The study, led by the Children’s National Health System in Washington D.C., showed that mental health screening rates improved from one percent to 74 percent during the 15-month study. A total of 10 pediatric practices and 107 individual providers in the area voluntarily participated in the study.
“This study is an important first step towards early identification of children with mental health concerns,” says Lee S. Beers, M.D., the study’s lead author. “If you identify and treat children with mental health concerns earlier, you’re going to see better outcomes.”

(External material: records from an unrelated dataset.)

PR #2127, opened 2018-06-14
Balances in mem_accounts off after snapshotting - Closes #2126

### LINKED ISSUE #2126: Balances in mem_accounts off after snapshotting
### Expected behavior

All balances in mem_accounts should be correct after snapshotting 

### Actual behavior

The delegate's balances are off by a small amount (e.g. 99009 Beddows), which is probably the missing distribution of the round fee.

Here are 3 examples from snapshots of height 34138, 77366 and 162206
https://gist.github.com/webmaster128/1cda2679885f331ac22c97691e12c437

This is a comparison between actual balance and expected balance from the last snapshot
[balances-diff.xlsx](https://github.com/LiskHQ/lisk/files/2097814/balances-diff.xlsx)

### Steps to reproduce

- Snapshot using beta8/beta9
- compare actual and expected balance in mem_accounts

- beta8/beta9

4miners:
### What was the problem?
Rewards for round 1 were applied twice during snapshotting.
### How did I fix it?
Forced sumRound to return `0` fees/rewards and genesis block generator when round is summed just after genesis block (dummy round 1 for electing delegates).
### How to test it?
- Run test suite.
- Run migration and check results manually.
### Review checklist

* The PR solves #2126
* Linting passes
* Tests pass

### DIFF
--- a/db/sql/migrations/updates/20180205000003_create_rounds_rewards_table.sql
+++ b/db/sql/migrations/updates/20180205000003_create_rounds_rewards_table.sql
@@ -39,7 +39,7 @@ CREATE TABLE "rounds_rewards"(
 );
 
 -- Insert record for dummy round 1 when genesis block is in database
-INSERT INTO rounds_rewards SELECT timestamp, 0, 0, 1, "generatorPublicKey" FROM blocks WHERE height = 1;
+INSERT INTO rounds_rewards (timestamp, fees, reward, round, "publicKey") SELECT timestamp, 0, 0, 1, "generatorPublicKey" FROM blocks WHERE height = 1;
 
 -- Compute all rewards for previous rounds and insert them to 'rounds_rewards'
 DO $$
--- a/db/sql/migrations/updates/20180205000003_create_rounds_rewards_table.sql
+++ b/db/sql/migrations/updates/20180205000003_create_rounds_rewards_table.sql
@@ -39,7 +39,7 @@ CREATE TABLE "rounds_rewards"(
 );
 
 -- Insert record for dummy round 1 when genesis block is in database
-INSERT INTO rounds_rewards SELECT timestamp, 0, 0, 1, "publicKey" FROM blocks WHERE height = 1;
+INSERT INTO rounds_rewards SELECT timestamp, 0, 0, 1, "generatorPublicKey" FROM blocks WHERE height = 1;
 
 -- Compute all rewards for previous rounds and insert them to 'rounds_rewards'
 DO $$
--- a/db/sql/migrations/updates/20180205000003_create_rounds_rewards_table.sql
+++ b/db/sql/migrations/updates/20180205000003_create_rounds_rewards_table.sql
@@ -38,6 +38,9 @@ CREATE TABLE "rounds_rewards"(
 	"publicKey" BYTEA  NOT NULL
 );
 
+-- Insert record for dummy round 1 when genesis block is in database
+INSERT INTO rounds_rewards SELECT timestamp, 0, 0, 1, "publicKey" FROM blocks WHERE height = 1;
+
 -- Compute all rewards for previous rounds and insert them to 'rounds_rewards'
 DO $$
 	DECLARE
@@ -66,11 +69,8 @@ DO $$
 					FROM blocks b
 					WHERE ceil(b.height / 101::float)::int = row.round
 				),
-				filtered_round AS (
-					SELECT * FROM round WHERE height > 1
-				),
 				-- Calculating total fees of round
-				fees AS (SELECT sum(fees) AS total, floor(sum(fees) / 101) AS single FROM filtered_round),
+				fees AS (SELECT sum(fees) AS total, floor(sum(fees) / 101) AS single FROM round),
 				-- Get last delegate and timestamp of round's last block
 				last AS (SELECT "publicKey", timestamp FROM filtered_round ORDER BY height DESC LIMIT 1)
 			INSERT INTO rounds_rewards
--- a/modules/rounds.js
+++ b/modules/rounds.js
@@ -387,6 +387,16 @@ __private.getOutsiders = function(scope, cb, tx) {
  * @todo Add description for the params and the return value
  */
 __private.sumRound = function(scope, cb, tx) {
+	// When we need to sum round just after genesis block (height: 1)
+	// - set data manually directly from genesis block object
+	if (scope.block.height === 1) {
+		library.logger.debug(`Summing round - ${scope.round} (genesis block)`);
+		scope.roundFees = scope.block.totalFee;
+		scope.roundRewards = [scope.block.reward];
+		scope.roundDelegates = [scope.block.generatorPublicKey];
+		return setImmediate(cb);
+	}
+
 	library.logger.debug('Summing round', scope.round);
 
 	(tx || library.db).rounds
--- a/modules/rounds.js
+++ b/modules/rounds.js
@@ -388,11 +388,11 @@ __private.getOutsiders = function(scope, cb, tx) {
  */
 __private.sumRound = function(scope, cb, tx) {
 	// When we need to sum round just after genesis block (height: 1)
-	// - set data manually directly from genesis block object
+	// - set data manually to 0, they will be distributed when actual round 1 is summed
 	if (scope.block.height === 1) {
 		library.logger.debug(`Summing round - ${scope.round} (genesis block)`);
-		scope.roundFees = scope.block.totalFee;
-		scope.roundRewards = [scope.block.reward];
+		scope.roundFees = 0;
+		scope.roundRewards = [0];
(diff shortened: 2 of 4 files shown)


test/unit/modules/rounds.js
```diff
@@ -369,29 +369,22 @@ describe('rounds', () => {
...
-
-			after(() => {
-				return stub.restore();
-			});
+		describe('when last block is genesis block', () => {
+			const scope = {
+				round: 1,
+				block: {
+					height: 1,
+					totalFee: 123,
```
MaciejBaj: `const validTotalFee = 123` and so on.

db/sql/migrations/updates/20180205000003_create_rounds_rewards_table.sql
```diff
@@ -38,6 +38,9 @@ CREATE TABLE "rounds_rewards"(
 	"publicKey" BYTEA  NOT NULL
 );
 
+-- Insert record for dummy round 1 when genesis block is in database
+INSERT INTO rounds_rewards SELECT timestamp, 0, 0, 1, "generatorPublicKey" FROM blocks WHERE height = 1;
+
```
nazarhussain: Please change the query to 

```sql
INSERT INTO rounds_rewards (timestamp, fees, reward, round, "publicKey") 
      SELECT timestamp, 0, 0, 1, "generatorPublicKey" FROM blocks WHERE height = 1;
```
That makes more readable to know which values goes to which columns.

test/functional/system/snapshotting.js
```diff
@@ -51,18 +54,32 @@ describe('snapshotting', () => {
 
 		before(() => {
 			// Forge 201 blocks to reach height 202 (genesis block is already tyhere)
```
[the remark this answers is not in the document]
4miners: It's valid, we're still forging 201 blocks here in `before` block, but it's just splitted into few phases.

modules/rounds.js
```diff
@@ -387,6 +387,16 @@ __private.getOutsiders = function(scope, cb, tx) {
  * @todo Add description for the params and the return value
  */
 __private.sumRound = function(scope, cb, tx) {
```
nazarhussain: The `__private.sumRound` is triggered from `tick`. There is a condition. 

```
// Establish if finishing round or not
	scope.finishRound =
		round !== nextRound || (block.height === 1 || block.height === 101);
```

I can't understand why this condition contains `|| block.height === 101`

test/functional/system/snapshotting.js
```diff
@@ -51,18 +54,32 @@ describe('snapshotting', () => {
...
-			return Promise.mapSeries([...Array(201)], () => {
+			return Promise.mapSeries([...Array(99)], () => {
```
nazarhussain: Its a bit confusing you are forging `99` blocks here and comment above states `201` blocks. After `genesisBlock` at height `1` and then rest of `99` blocks we will have 100 blocks, how you calculated those to 201?

nazarhussain: If we see steps just below the total blocks become 

```
1 + 99 + 101 + 101 = 302
```

modules/rounds.js
```diff
@@ -387,6 +387,16 @@ __private.getOutsiders = function(scope, cb, tx) {
...
+		library.logger.debug(`Summing round - ${scope.round} (genesis block)`);
+		scope.roundFees = 0;
+		scope.roundRewards = [0];
+		scope.roundDelegates = [scope.block.generatorPublicKey];
+		return setImmediate(cb);
+	}
+
 	library.logger.debug('Summing round', scope.round);
 
 	(tx || library.db).rounds
```
nazarhussain: Th eline below states:

```
.summedRound(scope.round, constants.activeDelegates)
```
To avoid any mistake we should always calculate `round` from the `height` of the block given in scope. Because its fully dependent value. 

With this approach there can be mistake in future to sum a `round` with wrong block height.

test/unit/modules/rounds.js
```diff
@@ -369,29 +369,22 @@ describe('rounds', () => {
...
-				stub = sinon.stub(db.rounds, 'summedRound').resolves(rows);
-				done();
-			});
-
-			after(() => {
-				return stub.restore();
-			});
+		describe('when last block is genesis block', () => {
+			const scope = {
+				round: 1,
```
nazarhussain: As stated above, `round` should not be passed as scope to sumRound, it should always calculate `round` from the `height` of the block.

test/unit/modules/rounds.js
```diff
@@ -402,37 +395,81 @@ describe('rounds', () => {
 			});
 
 			it('should set scope.roundFees correctly', () => {
```
nazarhussain: Better to set the test case explicitly to 

> should set scope.roundFees correctly to zero

test/unit/modules/rounds.js
```diff
@@ -402,37 +395,81 @@ describe('rounds', () => {
...
-				return expect(scope.roundFees).to.equal(100);
+				return expect(scope.roundFees).to.equal(0);
 			});
 
 			it('should set scope.roundRewards correctly', () => {
```
nazarhussain: Same as above

test/unit/modules/rounds.js
```diff
@@ -402,37 +395,81 @@ describe('rounds', () => {
...
+							delegates: ['delegate1', 'delegate2', 'delegate3'],
+						},
+					];
+					stub = sinon.stub(db.rounds, 'summedRound').resolves(rows);
+					done();
+				});
+
+				after(() => {
+					return stub.restore();
+				});
```
nazarhussain: Would be nice if convert these to `beforeEach` and `afterEach`, I notice difficulties with `before` and `after` maintaining tests in long run.

nazarhussain:
@4miners The logic in `slots` 

```
calcRound(height) {
		return Math.ceil(height / this.delegates);
	},
```

still don't reflect our logic that `genesisBlock` will be only block in round 1.

modules/rounds.js
4miners: Out of scope of this PR, I didn't touch that part.

test/functional/system/snapshotting.js
4miners: Yeah, you're and @MaciejBaj have right, I will update the comment.

4miners:
@nazarhussain No, in round 1 there will be still 101 blocks.

modules/rounds.js
MaciejBaj: @nazarhussain good refactoring suggestion. I would appreciate if you could open it as a separate issue.

test/unit/modules/rounds.js
MaciejBaj: As above, can be done as a separate issue.

test/unit/modules/rounds.js
MaciejBaj: Please do @4miners, the behaviour shouldn't change.

modules/rounds.js
nazarhussain: But you touch the logic of `genesisBlock` to be round 1. And I believe this code relates to the logic.

db/sql/migrations/updates/20180205000003_create_rounds_rewards_table.sql
4miners: Table structure is defined just 1 line above, but ok - I'll change that.

nazarhussain:
@4miners Look at this code logic

```
// Establish if finishing round or not
	scope.finishRound =
		round !== nextRound || (block.height === 1 || block.height === 101);
```

It clearly states that **round will be finished** on block height 1.

modules/rounds.js
4miners: No, I didn't changed the logic - round 1 was allways summed twice:
- just after genesis block (to elect delegates, update their vote weight, etc.)
- after 101 blocks (actual round 1 ended)
To be honest that condition probably do nothing, but I don't really want to touch that part there, as is out of scope of the issue.

4miners:
@nazarhussain Yes, round 1 is finished twice, it always was.

The difference was:
- during sync/forging round 1 summed just after genesis block contains one block
- during snapshotting round 1 summed just after genesis block contains 101 blocks (because we have them in database).

What I changed here is round 1 summed just after genesis block will be always forced to contain 1 block (with 0 fees, 0 rewards) regardless if we sync or snapshotting.

nazarhussain:
I don't like this behavior: 

> round 1 is finished twice and rest of the round once

Not now, but in future we should move genesis block to round 0, that can be called **genesis round** and only contains the genesis block. So rest of the logic stay aligned.

4miners:
@nazarhussain I agree, I also don't like that behavior.

4miners:
I resolved comments, @MaciejBaj @nazarhussain please check again.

It is estimated that around 13 percent of youth live with a serious mental illness in the U.S., but only about 20 percent of these young people get the help they need, according to the DC Collaborative for Mental Health in Pediatric Primary Care.
There are several reasons for the low rates of mental health screenings among children. For example, primary care providers have cited a shortage of pediatric mental health providers, a lack of time, insufficient resources and lower reimbursements.
To address the lack of mental health screenings, researchers decided to test whether the Quality Improvement (QI) Learning Collaborative model, which was pioneered in the mid-1990s to scale and improve health care services, would help the doctors integrate these important screenings into their practices.
The QI Learning Collaborative model allows for a more hands-on approach than the typical “once and done” study, says Beers. In particular, the primary care providers in the study received periodic check-ins, ongoing support, monitoring, and technical assistance.
“We use rapid cycles of evaluation to see what’s working and what’s not working, and we keep going,” says Beers.
Beers is optimistic about how well the practices performed, adding the caveat that more information is needed about the burden it could place on already bustling pediatric practices. In addition, she says, “future research will be needed to determine whether identifying mental health issues also leads to improved access to care and outcomes for pediatric patients.”